GOAL OF THE EXERCISE:
Among the entries that follow, find every line with the word "Flags" and list it.

LISTED RECORDS:
PR #1390, opened 2022-07-29
node: read checkpoints on Ethereum for polygon blocks

bruce-riley:
This change is [Reviewable](https://reviewable.io/reviews/certusone/wormhole/1390)

### DIFF
--- a/node/cmd/guardiand/node.go
+++ b/node/cmd/guardiand/node.go
@@ -72,8 +72,10 @@ var (
 	bscRPC      *string
 	bscContract *string
 
-	polygonRPC      *string
-	polygonContract *string
+	polygonRPC                      *string
+	polygonContract                 *string
+	polygonRootChainRpc             *string
+	polygonRootChainContractAddress *string
 
 	ethRopstenRPC      *string
 	ethRopstenContract *string
@@ -191,6 +193,8 @@ func init() {
 
 	polygonRPC = NodeCmd.Flags().String("polygonRPC", "", "Polygon RPC URL")
 	polygonContract = NodeCmd.Flags().String("polygonContract", "", "Polygon contract address")
+	polygonRootChainRpc = NodeCmd.Flags().String("polygonRootChainRpc", "", "Polygon root chain RPC")
+	polygonRootChainContractAddress = NodeCmd.Flags().String("polygonRootChainContractAddress", "", "Polygon root chain contract address")
 
 	ethRopstenRPC = NodeCmd.Flags().String("ethRopstenRPC", "", "Ethereum Ropsten RPC URL")
 	ethRopstenContract = NodeCmd.Flags().String("ethRopstenContract", "", "Ethereum Ropsten contract address")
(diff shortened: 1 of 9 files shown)


bruce-riley:
This code reads the Root Chain contract on Ethereum to get the latest confirm blocks on polygon.

node/pkg/ethereum/polygonimpl.go
```diff
@@ -0,0 +1,240 @@
...
+	err       chan error
+	quit      chan error
+	unsubDone chan struct{}
+}
+
+var ErrUnsubscribedForPolygonPolling = errors.New("unsubscribed")
+
+func (sub *PolygonPollSubscription) Err() <-chan error {
+	return sub.err
+}
```
SEJeff, line 132: Why not name this `Error()`? That's more in line with most Golang stuff.

node/pkg/ethereum/polygonimpl.go
```diff
@@ -0,0 +1,240 @@
...
+		Hash ethCommon.Hash `json:"hash"`
+	}
+
+	var m Marshaller
+	err := e.rawClient.CallContext(ctx, &m, "eth_getBlockByNumber", numStr, false)
+	if err != nil {
+		e.logger.Error("RCP: failed to get block", zap.String("eth_network", e.BaseEth.NetworkName),
+			zap.String("requested_block", numStr), zap.Error(err))
+		return nil, err
+	}
```
SEJeff, line 237:
```suggestion
	if err := e.rawClient.CallContext(ctx, &m, "eth_getBlockByNumber", numStr, false); err != nil {
		e.logger.Error("RCP: failed to get block", zap.String("eth_network", e.BaseEth.NetworkName),
			zap.String("requested_block", numStr), zap.Error(err))
		return nil, err
	}
```

If you want, you can collapse this since you only use `err` inside that conditional.

SEJeff (dismissed):

evan-gray:
Discussed with @bruce-riley and @kcsongor  that the polygon watcher should allow an option for both waiting a number of polygon blocks and waiting for a checkpoint. Moving this to draft status while that is worked out.

tbjump (changes requested):
This implementation relies on two separate connections. One to the Polygon RPC node and one to the Ethereum RPC node. The way I understand it is that this code subscribes to Wormhole events on Polygon as usual, notes their block height, and then separately polls getLastChildBlock() from the Polygon contract on Ethereum to watch for new blocks. Then once we are at a block height sufficiently higher than the initial observation, we give the green light. 

I think there is a problem here: There is nothing linking the Polygon node state to the snapshot hashes submitted to Ethereum. E.g. say we observe a wormhole event on Polygon and then our polygon node stalls. The polygon mainnet doesn't end up including that transaction in the snapshot, but keeps producing new blocks. We will end up green-lighting that transaction after a number of new blocks even though it is not part of the checkpoint. 

On other chains we don't have that problem since there is only one RPC node we connect to. See the comment here: 
https://github.com/certusone/wormhole/blob/5111b40ae0cbcb3446cb69f60783aca1b2f13048/node/pkg/ethereum/watcher.go#L466

node/cmd/guardiand/node.go
```diff
@@ -932,73 +938,83 @@ func runNode(cmd *cobra.Command, args []string) {
...
+			var extraParams []string
+			var minConfirmations uint64 = 512
+			if *polygonRootChainRpc != "" {
+				if *polygonRootChainContractAddress == "" {
+					log.Fatal("if \"polygonRootChainRpc\" is specified then \"polygonRootChainContractAddress\" is required", zap.Error(err))
+				}
+				extraParams = []string{*polygonRootChainRpc, *polygonRootChainContractAddress}
+				minConfirmations = 1
+			} else if *testnetMode {
+				minConfirmations = 64
```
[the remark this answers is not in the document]
bruce-riley: It will stay 512 if we are running in mainnet without the root chain feature enabled. Leaving as is.

node/pkg/ethereum/polygonimpl.go
bruce-riley: Changed.

node/pkg/ethereum/polygonimpl.go
bruce-riley: Err() is the standard name used for subscription errors in geth, so I am staying consistent.

PR #1397, opened 2022-08-04
node: add near support

jumpsiegel:
This change is [Reviewable](https://reviewable.io/reviews/certusone/wormhole/1397)


bruce-riley (approved):

node/pkg/near/watcher.go
```diff
@@ -0,0 +1,381 @@
...
+			case <-ctx.Done():
+				return
+			case r := <-e.obsvReqC:
+				if vaa.ChainID(r.ChainId) != vaa.ChainIDNear {
+					panic("invalid chain ID")
+				}
+
+				txHash := base58.Encode(r.TxHash)
+
+				logger.Info("Received obsv request", zap.String("tx_hash", txHash))
```
SEJeff, line 306: Can you add the chain name to these logs please? It makes it much harder for some of these more generic messages to troubleshoot or just see what's happening.

node/pkg/near/watcher.go
```diff
@@ -0,0 +1,381 @@
...
+					errC <- err
+					return
+				}
+				parsedFinalBody := gjson.ParseBytes(finalBody)
+				lastBlock := parsedFinalBody.Get("result.chunks.0.height_created").Uint()
+
+				logger.Info("lastBlock", zap.Uint64("lastBlock", lastBlock), zap.Uint64("next_round", e.next_round))
+
+				if lastBlock < e.next_round {
+					logger.Error("Went backwards... ")
```
SEJeff, line 328: That's not a more fatal error? What could cause this? Failing over to a different rpc node? or does the near chain go backwards?

SEJeff (approved):
This looks great. I wish that the watcher logs would contain the chain name however as that would make it a lot easier to parse the very spammy guardian logs with watcher logs for every single chain.

node/pkg/near/watcher.go
```diff
@@ -0,0 +1,381 @@
...
+
+	if err != nil {
+		return err
+	}
+
+	outcomes := gjson.ParseBytes(t).Get("result.receipts_outcome")
+
+	if !outcomes.Exists() {
+		return nil
+	}
```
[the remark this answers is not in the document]
jumpsiegel: No, just a empty outcome block... I see it all the time in devnet when nobody sends any txn's

node/pkg/near/watcher.go
jumpsiegel: devnet behavior when we reset the chain

node/pkg/near/watcher.go
```diff
@@ -0,0 +1,381 @@
...
+		nearRPC:          nearRPC,
+		wormholeContract: wormholeContract,
+		msgChan:          lockEvents,
+		obsvReqC:         obsvReqC,
+		next_round:       0,
+	}
+}
+
+func (e *Watcher) getBlock(block uint64) ([]byte, error) {
+	s := fmt.Sprintf(`{"id": "dontcare", "jsonrpc": "2.0", "method": "block", "params": {"block_id": %d}}`, block)
```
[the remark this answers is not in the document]
jumpsiegel: The id is required but since we only have one call at a time, we dontcare.  They use it in their own examples as well

node/pkg/near/watcher.go
jumpsiegel: isn't the filename in the logs?  Is there a standard on how you want to see the chain?  I don't see the chain in the "message observed" message for solana either

node/pkg/near/watcher.go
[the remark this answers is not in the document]
SEJeff: Oh I love it. Wasn't saying get rid of it.

node/pkg/near/watcher.go
SEJeff: Yeah, this is one of those things we really badly need to just burn through and refactor. We can do it in a followup.

node/pkg/near/watcher.go
SEJeff: Seems like that would be a bfd if it happened on mainnet.

PR #1405, opened 2022-08-08
Proposed Governor mainnet config

bruce-riley:
Change-Id: Ia84a9bd79bb15a4915e54cf019be23f8eee0fdcf

- - -
This change is [Reviewable](https://reviewable.io/reviews/certusone/wormhole/1405)


ckeun (approved):

tbjump (approved):
I like the initial proposal of a flat $500k/24h limit for the lower-activity chains. This is 3 orders of magnitude less than the overall TVL of ~$500M and still much higher than historic daily bridging activity. This should be at least good enough to get the first iteration of this feature out of the door. Over time, we can iterate on criteria for setting the limit and fine-tune it.

PR #1410, opened 2022-08-09
sdk/js: Added getGovernorIsVAAEnqueued functions

kev1n-peters:
This change is [Reviewable](https://reviewable.io/reviews/certusone/wormhole/1410)

### DIFF
--- a/sdk/js/src/rpc/getGovernorIsVAAEnqueuedWithRetry.ts
+++ b/sdk/js/src/rpc/getGovernorIsVAAEnqueuedWithRetry.ts
@@ -1,0 +1,35 @@
+import { ChainId, ChainName, getGovernorIsVAAEnqueued } from "..";
+import { coalesceChainId } from "../utils";
+
+export async function getGovernorIsVAAEnqueuedWithRetry(
+  hosts: string[],
+  emitterChain: ChainId | ChainName,
+  emitterAddress: string,
+  sequence: string,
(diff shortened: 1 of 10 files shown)


sdk/js/src/rpc/getGovernorIsVAAEnqueuedWithRetry.ts
```diff
@@ -0,0 +1,35 @@
...
+  emitterChain: ChainId | ChainName,
+  emitterAddress: string,
+  sequence: string,
+  extraGrpcOpts = {},
+  retryTimeout = 1000,
+  retryAttempts?: number
+) {
+  let currentWormholeRpcHost = -1;
+  const getNextRpcHost = () => ++currentWormholeRpcHost % hosts.length;
+  let result;
```
panoel, line 15: Is this guaranteed to be initialized to a false equivalent or should it be explicitly initialized so that the while loop is guaranteed to run the first time?

panoel (dismissed):

sdk/js/src/rpc/getGovernorIsVAAEnqueuedWithRetry.ts
kev1n-peters: `result` === `undefined` here so the while loop will exec the first time

evan-gray (approved):

panoel (approved):

PR #1418, opened 2022-08-10
Governor should handle duplicate coin gecko ids

bruce-riley:
The governor was not properly handling the case where there are multiple tokens using the same CoinGecko symbol.

The governor previously had a map from CoinGecko symbol to a reference to a token object. The change is to make that a map from the CoinGecko symbol to an array of references to tokens, and to update all of those tokens when the CoinGecko price is udpated.

- - -
This change is [Reviewable](https://reviewable.io/reviews/certusone/wormhole/1418)

### DIFF
--- a/node/pkg/governor/governor.go
+++ b/node/pkg/governor/governor.go
@@ -105,7 +105,7 @@ type ChainGovernor struct {
 	logger              *zap.Logger
 	mutex               sync.Mutex
 	tokens              map[tokenKey]*tokenEntry
-	tokensByCoinGeckoId map[string]*tokenEntry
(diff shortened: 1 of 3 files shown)


tbjump:
Good catch! To help review, can you point me to the Coingecko API spec, or better add a link as a comment in the code?

evan-gray (approved):

SEJeff (approved):

evan-gray:
> Good catch! To help review, can you point me to the Coingecko API spec, or better add a link as a comment in the code?

https://www.coingecko.com/en/api/documentation 🙂

PR #2465, opened 2023-03-03
Node/Governor: Regenerate token list and floor prices

bruce-riley:
This PR regenerates the token list used by the governor, based on querying a new cloud function that returns all tokens with CoinkGecko IDs, rather than just the top 100.

This new list required removing a couple of tests because the new token list has a variety of decimals, and some tokens do not have symbols.

Also, some tokens were removed from the manual list because they are now auto generated.


tbjump:
Thanks for taking the lead on this. 
1. I was wondering if it was possible to somehow generate a better diff of the [generated_mainnet_tokens](https://github.com/wormhole-foundation/wormhole/pull/2465/files#diff-648f1166c6f409bf3c67dadb1478fc6521ccb032289d4fbf87d9cf77871b8a37) that'll show which tokens are removed? 
2. Do you know how it is possible that there were tokens on the list before that are not in the new list, e.g. `raydium`?

node/pkg/governor/mainnet_tokens_test.go
```diff
@@ -64,25 +64,6 @@ func TestTokenListTokenAddressDuplicates(t *testing.T) {
...
-}
-
-func TestTokenListEmptySymbols(t *testing.T) {
-	tokenConfigEntries := tokenList()
-
-	/* Assume that all governed token entry symbol strings will be greater than zero */
-	for _, tokenConfigEntry := range tokenConfigEntries {
-		assert.Greater(t, len(tokenConfigEntry.symbol), 0)
-	}
-}
```
claudijd, line 84: reading above, the exception case is Solana tokens, could we instead in the loop just continue for Solana and still get said protection for the other chains where we expect to symbols to be non-zero or were there other unexpected cases on other chains?

claudijd (dismissed):
Approving, but had two questions for Bruce to consider on whether the unit-tests that help us prevent errors could be salvaged or not.  I suspect this is very context specific, so we may or may not be able to easily keep them, leaving this to Bruce's discretion.

node/pkg/governor/mainnet_tokens_test.go
```diff
@@ -64,25 +64,6 @@ func TestTokenListTokenAddressDuplicates(t *testing.T) {
...
 }
 
-func TestTokenListDecimalRange(t *testing.T) {
-	tokenConfigEntries := tokenList()
-
-	/* Assume that all governed token entries will have decimals of 6 or 8 */
-	for _, tokenConfigEntry := range tokenConfigEntries {
-		d := tokenConfigEntry.decimals
-		assert.Condition(t, func() bool { return d == 6 || d == 8 })
-	}
```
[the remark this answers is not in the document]
bruce-riley: Yes, there are at least a dozen different number of decimals being used, so it doesn't seem worth trying to test.

node/pkg/governor/mainnet_tokens_test.go
bruce-riley: Put the test back and just have it skip Solana.

claudijd (approved):

evan-gray (approved):
reviewed node/hack

PR #2472, opened 2023-03-06
sui: fix deploy script

heyitaki:
This PR aims to modify the existing deployment script to work within Tilt since changes to the Sui CLI and the Wormhole Sui contracts previously cause this deployment script to break. In addition, manual steps such as having to import a key and modifying `Move.toml` files have been completely automated.

Note that this script is fairly fragile because it relies on the output of Sui CLI commands which are subject to change. Implementing this within the `worm` CLI will improve the reliability of this functionality.


sui/Dockerfile
```diff
@@ -10,13 +10,14 @@ WORKDIR /tmp
 
 RUN sui genesis -f
 COPY scripts/start_node.sh  .
-COPY scripts/funder.sh  .
```
optke3, line 13: If we no longer use the faucet, do we manually fund the deployer account before deploying the contracts?

optke3 (changes requested):
I think we want to make sure `make test` and `sui move test` still pass. Currently, they fail since the Move.toml doesn't have the `dev-addresses` specified. 

Do we want to have separate Move.toml files for the deploy sequence and tests? Were you still going to automate toggling between the toml files?

If this PR is meant to unblock watcher dev, maybe we should hold off on merging into `sui/integration_v2`, since we want the contract tests to pass on there.

heyitaki:
Closing in favor of #2486

PR #2478, opened 2023-03-07
github-actions: update go version in build.yml

SEJeff:
This is a W.I.P. PR to also test moving the default workflow perms to read only vs read-write.


hendrikhofstadt (dismissed):
If we're updating, could also just go to go1.19.7

hendrikhofstadt (approved):

PR #2480, opened 2023-03-08
relayer: update docs on running a spy

SEJeff:
Having two bootstrap nodes allows an outage of the certus one guardian to not cause too much hassle with existing spy instances or new guardians restarting.

Thanks @fchantada and the xLabs team for adding the dns and helping set this up.


evan-gray (approved):
Nice!

PR #2482, opened 2023-03-08
node/telemetry: fix nullpointer, _privateLogEntry, tests

tbjump:
1. Fix a nullpointer dereference bug caused by not cloning everything in `(enc *guardianTelemetryEncoder) Clone()`
2. Fix a bug that caused logs marked with `_privateLogEntry` to still be sent to telemetry because when a child logger is created (`logger.With(zap.Bool("_privateLogEntry", true))`) the extra fields will go into the encoder's buffer and will not be passed to `EncodeEntry(entry zapcore.Entry, fields []zapcore.Field)`. This bug had no production impact because the telemetry logger was broken (see (1))
3. make the telemetry module testable and add unit tests

### DIFF
--- a/node/cmd/guardiand/node.go
+++ b/node/cmd/guardiand/node.go
@@ -947,7 +947,7 @@ func runNode(cmd *cobra.Command, args []string) {
 			logger.Fatal("Failed to get peer ID from private key", zap.Error(err))
 		}
 
-		tm, err := telemetry.NewGoogleCloudTelemetry(context.Background(), telemetryProject, creds, *publicRpcLogToTelemetry, map[string]string{
+		tm, err := telemetry.New(context.Background(), telemetryProject, creds, *publicRpcLogToTelemetry, map[string]string{
 			"node_name":     *nodeName,
 			"node_key":      peerID.Pretty(),
 			"guardian_addr": guardianAddr,
@@ -961,15 +961,6 @@ func runNode(cmd *cobra.Command, args []string) {
 		logger = tm.WrapLogger(logger)
 	} else {
 		logger.Info("Telemetry disabled")
-
-		externalLogger := &telemetry.ExternalLoggerNil{}
-		tm, err := telemetry.New(*publicRpcLogToTelemetry, externalLogger)
-		if err != nil {
-			logger.Fatal("Failed to initialize telemetry", zap.Error(err))
-		}
-		defer tm.Close()
-		logger = tm.WrapLogger(logger)
-
 	}
 
 	// Redirect ipfs logs to plain zap
--- a/node/cmd/guardiand/node.go
+++ b/node/cmd/guardiand/node.go
@@ -947,7 +947,7 @@ func runNode(cmd *cobra.Command, args []string) {
 			logger.Fatal("Failed to get peer ID from private key", zap.Error(err))
 		}
 
-		tm, err := telemetry.New(context.Background(), telemetryProject, creds, *publicRpcLogToTelemetry, map[string]string{
+		tm, err := telemetry.NewGoogleCloudTelemetry(context.Background(), telemetryProject, creds, *publicRpcLogToTelemetry, map[string]string{
 			"node_name":     *nodeName,
 			"node_key":      peerID.Pretty(),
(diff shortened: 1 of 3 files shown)


node/pkg/telemetry/telemetry.go
```diff
@@ -67,16 +90,16 @@ func (enc *guardianTelemetryEncoder) EncodeEntry(entry zapcore.Entry, fields []z
 	bufCopy := make([]byte, len(buf.Bytes()))
 	copy(bufCopy, buf.Bytes())
 
-	// Convert the zapcore.Level to a logging.Severity
-	severity := logLevelSeverity[entry.Level]
+	// if skipPrivateLogs==true, then private logs don't go to telemetry
+	if enc.skipPrivateLogs {
+		if bytes.Contains(bufCopy, []byte("\"_privateLogEntry\":true")) {
```
hendrikhofstadt, line 95: Couldn't this be tricked by adding this to some user-controlled input (either now or in the future)

hendrikhofstadt (changes requested):
The new design looks good to me and I like that you introduced tests. Main concern is with checking for the tag in the buffer which may contain untrusted input.

node/pkg/telemetry/telemetry.go
```diff
@@ -14,16 +17,53 @@ import (
...
+		Severity:  logLevelSeverity[level],
+		Labels:    logger.labels,
+	})
+}
+
+func (logger *ExternalLoggerGoogleCloud) flush() error {
+	return logger.Flush()
+}
+
+// Mock external logger for integration tests
```
bruce-riley, line 49: Not entirely comfortable with calling this "Mock", since it will actually be used in production if telemetry is disabled. At least update the comment to indicate that it is not only used for tests. Should there be a separate "null logger" used in prod that doesn't include the event counter?

bruce-riley (approved):

panoel (approved):

node/pkg/telemetry/telemetry.go
tbjump: renamed it to `ExternalLoggerNil`

node/cmd/guardiand/node.go
```diff
@@ -961,6 +961,15 @@ func runNode(cmd *cobra.Command, args []string) {
 		logger = tm.WrapLogger(logger)
 	} else {
 		logger.Info("Telemetry disabled")
+
+		externalLogger := &telemetry.ExternalLoggerNil{}
```
hendrikhofstadt, line 965: given you're passing in a pointer anyway I think just accepting nil as input would make sense.

hendrikhofstadt: For tests, a "testExternalLogger" could be used that sits in the test file.

hendrikhofstadt (changes requested):

node/cmd/guardiand/node.go
tbjump: I wanted to include this `ExternalLoggerNil` stub logger in devmode such that the code paths involving the cloning of the logger etc. are covered in integration tests. That's why it's not just local to the test file. 
Wdyt?

hendrikhofstadt: I'd prefer accepting nil and just writing a unit test that exercises the clone.

tbjump: Ok. Reverted changes to `node.go` and made `externalLoggerMock` local to `telemetry_test.go`

hendrikhofstadt (dismissed):

node/pkg/telemetry/telemetry.go
```diff
@@ -14,16 +16,39 @@ import (
 	"google.golang.org/api/option"
 )
 
+const TELEMETRY_LOG_LEVEL = zap.InfoLevel
```
hendrikhofstadt, line 19: small nit, Constants in go are not capital snake case but camel case

tbjump: changed

hendrikhofstadt (approved):

bruce-riley (approved):

PR #2486, opened 2023-03-08
sui: fix deploy script

### LINKED ISSUE #2449: sui: deploy package to Tilt
Recently, the `Move.toml` files had a `[dev-dependencies]` section added for testing. While this is useful for testing, it adds complexity to the build process because the addresses specified under dev dependencies now conflict with the addresses under dependencies (all set to `0x0`). If we follow the recommended convention and turn the addresses under dependencies into `_`, `sui move test` will pass, but `sui move build` will now fail due to unspecified module addresses.

This require us to create some sort of dynamic build process that hotswaps the underscores with the correct addresses before building, and back to the underscores post build.

heyitaki:
This PR aims to modify the existing deployment script to work within Tilt since changes to the Sui CLI and the Wormhole Sui contracts previously cause this deployment script to break. In addition, manual steps such as having to import a key and modifying Move.toml files have been completely automated.

This is meant to unblock any development dependent on a working Tilt environment (eg Sui guardian changes), but note that this script is fairly fragile because it relies on the output of Sui CLI commands which are subject to change. Implementing this functionality within the worm CLI and using those commands here a la the aptos deploy script will improve reliability (#2047).

Resolves #2449


a5-pickle (dismissed):

optke3 (dismissed):
lgtm, except for docker-test

optke3 (approved):
lgtm!

PR #2487, opened 2023-03-08
sui: worm cli parse address

optke3:
## Updates
Fill in the Worm CLI `parseAddress` function for Sui. 

This makes it possible to generate a chain registration VAA for Sui, for example:

```
worm generate registration --chain "sui" -a 0x00000000000000000000000000000000000000000000000000000000deadbeef --guardian-secret cfb12303a19cde580bb4dd771639b0d26bc68353645571a8cff516ab2ee113a0 -m "TokenBridge"
```


clients/js/cmds/generate.ts
```diff
@@ -290,7 +290,9 @@ function parseAddress(chain: ChainName, address: string): string {
   } else if (chain === "osmosis") {
     throw Error("OSMOSIS is not supported yet");
   } else if (chain === "sui") {
-    throw Error("SUI is not supported yet");
+    if (/^(0x)?[0-9a-fA-F]+$/.test(address)) {
```
heyitaki, line 293: What is the material difference between this entire method and this one used in the sdk? If they are the same, we should standardize usage to one of them; I don't have a strong opinion on which https://github.com/wormhole-foundation/wormhole/blob/6def9b306ccbf001185436e985ca58b551ea6e60/sdk/js/src/utils/array.ts#L214

heyitaki (changes requested):

clients/js/cmds/generate.ts
optke3: it does look like there is duplicate functionality

bruce-riley (approved):

evan-gray:
@heyitaki maybe you can look at re-adding this from a less stale branch 🙂

PR #2492, opened 2023-03-09
sui: test upgrade contract

optke3:
## Update
- We write a test confirming that the following contract upgrade call sequence successfully updates the version number in the upgrade capability.
```
(upgrade vaa) -> upgrade_contract -> (UpgradeTicket) -> test_upgrade -> (UpgradeReceipt) -> commit_upgrade
```
- Write a negative test for calling commit_upgrade at old call-site.


node/pkg/watchers/sui/watcher.go
```diff
@@ -399,11 +399,14 @@ func (e *Watcher) Run(ctx context.Context) error {
 
 			}
 
+			// curl -s -X POST -d '{"jsonrpc":"2.0", "id": 1, "method": "sui_getLatestCheckpointSequenceNumber", "params": []}' -H 'Content-Type: application/json' http://127.0.0.1:9000
 			// Epoch is currently not ticking in 0.16.0.  They also
 			// might release another API that gives a
 			// proper block height as we traditionally
 			// understand it...
 			currentSuiHeight.Set(float64(res.Result.Epoch))
+			logger.Error(fmt.Sprintf("sui_getCommitteeInfo: %d", res.Result.Epoch))
```
bruce-riley, line 408: Don't need to do a sprintf here. That being said, @panoel is reworking this whole file under a separate PR, so it will be rereviewed then.

bruce-riley (approved):
Only reviewed the single golang file, which will be rereviewed when @panoel finishes the watcher PR.

evan-gray:
OBE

EXERCISE RESULT:
 	polygonRPC = NodeCmd.Flags().String("polygonRPC", "", "Polygon RPC URL")
 	polygonContract = NodeCmd.Flags().String("polygonContract", "", "Polygon contract address")
+	polygonRootChainRpc = NodeCmd.Flags().String("polygonRootChainRpc", "", "Polygon root chain RPC")
+	polygonRootChainContractAddress = NodeCmd.Flags().String("polygonRootChainContractAddress", "", "Polygon root chain contract address")
 	ethRopstenRPC = NodeCmd.Flags().String("ethRopstenRPC", "", "Ethereum Ropsten RPC URL")
 	ethRopstenContract = NodeCmd.Flags().String("ethRopstenContract", "", "Ethereum Ropsten contract address")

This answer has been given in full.